_Try it:_ A line qualifies if it holds the string "COPYRIGHT". Copy every qualifying line from the records.

_Provided data:_

PR #699, opened 2016-07-13
mutt recipe

miqlas:
For the sake of IMAP.
Sadly gmail requires SASL.

### DIFF
--- a/mail-client/mutt/mutt-1.7.2.recipe
+++ b/mail-client/mutt/mutt-1.7.2.recipe
@@ -1,0 +1,97 @@
+SUMMARY="Small but very powerful text-based mail client"
+DESCRIPTION="A text-based email client for Unix-like systems. \
+It was originally written by Michael Elkins in 1995 and released \
+under the GNU General Public License version 2 or any later version.
+
+The Mutt slogan is All mail clients suck. This one just sucks less."
+HOMEPAGE="http://www.mutt.org/"
+COPYRIGHT="1996-2016 Michael R. Elkins
+	1996-2002 Brandon Long
+	1997-2009 Thomas Roessler
+	1998-2005 Werner Koch
+	1999-2014 Brendan Cully
+	1999-2002 Tommi Komulainen
+	2000-2004 Edmund Grimley Evans
+	2006-2009 Rocco Rutte
+	2014-2015 Kevin J. McCarthy"
+LICENSE="GNU GPL v2"
+REVISION="1"
+SOURCE_URI="ftp://ftp.mutt.org/pub/mutt/mutt-$portVersion.tar.gz"
+CHECKSUM_SHA256="1553501687cd22d5b8aaee4dc5a7d9dcf6cc61d7956f6aabaadd252d10cd5ff9"
+PATCHES="mutt-$portVersion.patchset"
+
+ARCHITECTURES="?x86_gcc2 x86 x86_64"
+SECONDARY_ARCHITECTURES="?x86_gcc2 x86 x86_64"
+
+PROVIDES="
+	mutt$secondaryArchSuffix = $portVersion
+	cmd:mutt$secondaryArchSuffix = $portVersion
+	cmd:flea$secondaryArchSuffix = $portVersion
+	cmd:muttbug$secondaryArchSuffix = $portVersion
+	cmd:pgpewrap$secondaryArchSuffix = $portVersion
+	cmd:pgpring$secondaryArchSuffix = $portVersion
+	cmd:smime_keys$secondaryArchSuffix = $portVersion
+	"
+REQUIRES="
+	haiku$secondaryArchSuffix
+	lib:libgpgme$secondaryArchSuffix
+	lib:libncurses$secondaryArchSuffix
+	lib:libiconv$secondaryArchSuffix
+	lib:libgpgme$secondaryArchSuffix
+	lib:libgpg_error$secondaryArch >= 0
+	lib:libgettextpo$secondaryArch
+	lib:libassuan$secondaryArch
+	lib:libintl$secondaryArch
+	lib:libassuan$secondaryArchSuffix
+	"
+
+BUILD_REQUIRES="
+	devel:libncurses$secondaryArchSuffix
+	devel:libiconv$secondaryArchSuffix
+	devel:libgpgme$secondaryArchSuffix
+	devel:libgpg_error$secondaryArchSuffix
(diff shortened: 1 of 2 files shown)


mail-client/mutt/mutt-1.6.1.recipe
```diff
@@ -0,0 +1,91 @@
...
+COPYRIGHT="1996-2014 Michael R. Elkins
+1996-2002 Brandon Long
+1997-2009 Thomas Roessler
+1998-2005 Werner Koch
+1999-2014 Brendan Cully
+1999-2002 Tommi Komulainen
+2000-2004 Edmund Grimley Evans
+2006-2009 Rocco Rutte
+2014-2015 Kevin J. McCarthy
+"
```
waddlesplash: Quote goes on previous line. And all the continuation COPYRIGHT lines should be indented by 1 tab.

mail-client/mutt/mutt-1.6.1.recipe
```diff
@@ -0,0 +1,91 @@
...
+	cmd:gawk
+	cmd:gcc$secondaryArchSuffix
+	cmd:make
+	cmd:m4
+	cmd:gawk
+	"
+
+BUILD()
+{
+	libtoolize --force
```
waddlesplash: Shouldn't this be `--force --copy --install`?

mail-client/mutt/mutt-1.6.1.recipe
```diff
@@ -0,0 +1,90 @@
+SUMMARY="Small but very powerful text-based mail client"
+DESCRIPTION="A text-based email client for Unix-like systems. \
+It was originally written by Michael Elkins in 1995 and released \
+under the GNU General Public License version 2 or any later \
+version.
```
diversys: Put it into previous line

mail-client/mutt/mutt-1.6.1.recipe
```diff
@@ -0,0 +1,89 @@
...
+	2006-2009 Rocco Rutte
+	2014-2015 Kevin J. McCarthy"
+LICENSE="GNU GPL v2"
+REVISION="1"
+SOURCE_URI="ftp://ftp.mutt.org/pub/mutt/mutt-$portVersion.tar.gz"
+CHECKSUM_SHA256="98b26cecc6b1713082fc880344fa345c20bd7ded6459abe18c84429c7cf8ed20"
+PATCHES="mutt-$portVersion.patchset"
+
+ARCHITECTURES="?x86_gcc2 x86 ?arm"
+SECONDARY_ARCHITECTURES="?x86_gcc2 x86 ?arm"
```
fbrosson: I think you can drop the **`?arm`** in **`SECONDARY_ARCHITECTURES`**.

mail-client/mutt/mutt-1.6.1.recipe
```diff
@@ -0,0 +1,89 @@
...
+	"
+BUILD_PREREQUIRES="
+	haiku${secondaryArchSuffix}_devel
+	cmd:autoreconf
+	cmd:bison
+	cmd:gawk
+	cmd:gcc$secondaryArchSuffix
+	cmd:make
+	cmd:m4
+	cmd:gawk
```
fbrosson: You can drop the second **`cmd:gawk`** ;-)

mail-client/mutt/mutt-1.6.1.recipe
```diff
@@ -0,0 +1,89 @@
...
+	cmd:smime_keys$secondaryArchSuffix = $portVersion
+	"
+REQUIRES="
+	haiku$secondaryArchSuffix
+	lib:libgpgme$secondaryArchSuffix
+	lib:libncurses$secondaryArchSuffix
+	lib:libiconv$secondaryArchSuffix
+	lib:libgpgme$secondaryArchSuffix
+	lib:libgpg_error$secondaryArch
+	lib:libgpg_error.so.0$secondaryArch
```
fbrosson: I think you should replace
```
	lib:libgpg_error$secondaryArch
	lib:libgpg_error.so.0$secondaryArch
```
by just
```
	lib:libgpg_error$secondaryArch
```
(if you don't need a specific version of the lib),
or by
```
	lib:libgpg_error$secondaryArch >= 0
```
(if you need libgpg_error.so.0.)

mail-client/mutt/mutt-1.6.1.recipe
```diff
@@ -0,0 +1,87 @@
...
+	devel:libgettextlib$secondaryArchSuffix
+	devel:libassuan$secondaryArchSuffix
+	"
+BUILD_PREREQUIRES="
+	haiku${secondaryArchSuffix}_devel
+	cmd:autoreconf
+	cmd:bison
+	cmd:gawk
+	cmd:gcc$secondaryArchSuffix
+	cmd:make
```
fbrosson: You need to add a **`cmd:libtoolize$secondaryArchSuffix`** to BUILD_PREREQUIRES. The best place for it is just before **`cmd:make`**.
BTW, the **`cmd:gpgme_config$secondaryArchSuffix`** currently in BUILD_REQUIRES would be better in BUILD_PREREQUIRES, between the **`cmd:gcc$secondaryArchSuffix`** and the **`cmd:libtoolize$secondaryArchSuffix`**.

mail-client/mutt/mutt-1.6.1.recipe
```diff
@@ -0,0 +1,87 @@
+SUMMARY="Small but very powerful text-based mail client"
+DESCRIPTION="A text-based email client for Unix-like systems. \
+It was originally written by Michael Elkins in 1995 and released \
+under the GNU General Public License version 2 or any later version.
+
+The Mutt slogan is All mail clients suck. This one just sucks less."
+HOMEPAGE="http://www.mutt.org"
```
fbrosson: IMHO it would be better to have
```
HOMEPAGE="http://www.mutt.org/"
```
I know most browsers hide the trailing slash when there is nothing after it, but, to be correct, a URL needs either a path or a trailing slash.
I also know that this is a detail and that some recipes are missing that trailing slash.
But I think we should have correct URLs in our recipes.
A practical reason for keeping the slash is that when wrong URLs are copy/pasted to forums that make hyperlinks with them, these hyperlinks do not always work because the wrapper that creates the hyperlinks is not able to correctly detect the end of the domain name when it is followed by a dot. I've already seen that in some places. This never happens with correct URLs ;-)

_Worked solution:_
+COPYRIGHT="1996-2016 Michael R. Elkins
+COPYRIGHT="1996-2014 Michael R. Elkins
waddlesplash: Quote goes on previous line. And all the continuation COPYRIGHT lines should be indented by 1 tab.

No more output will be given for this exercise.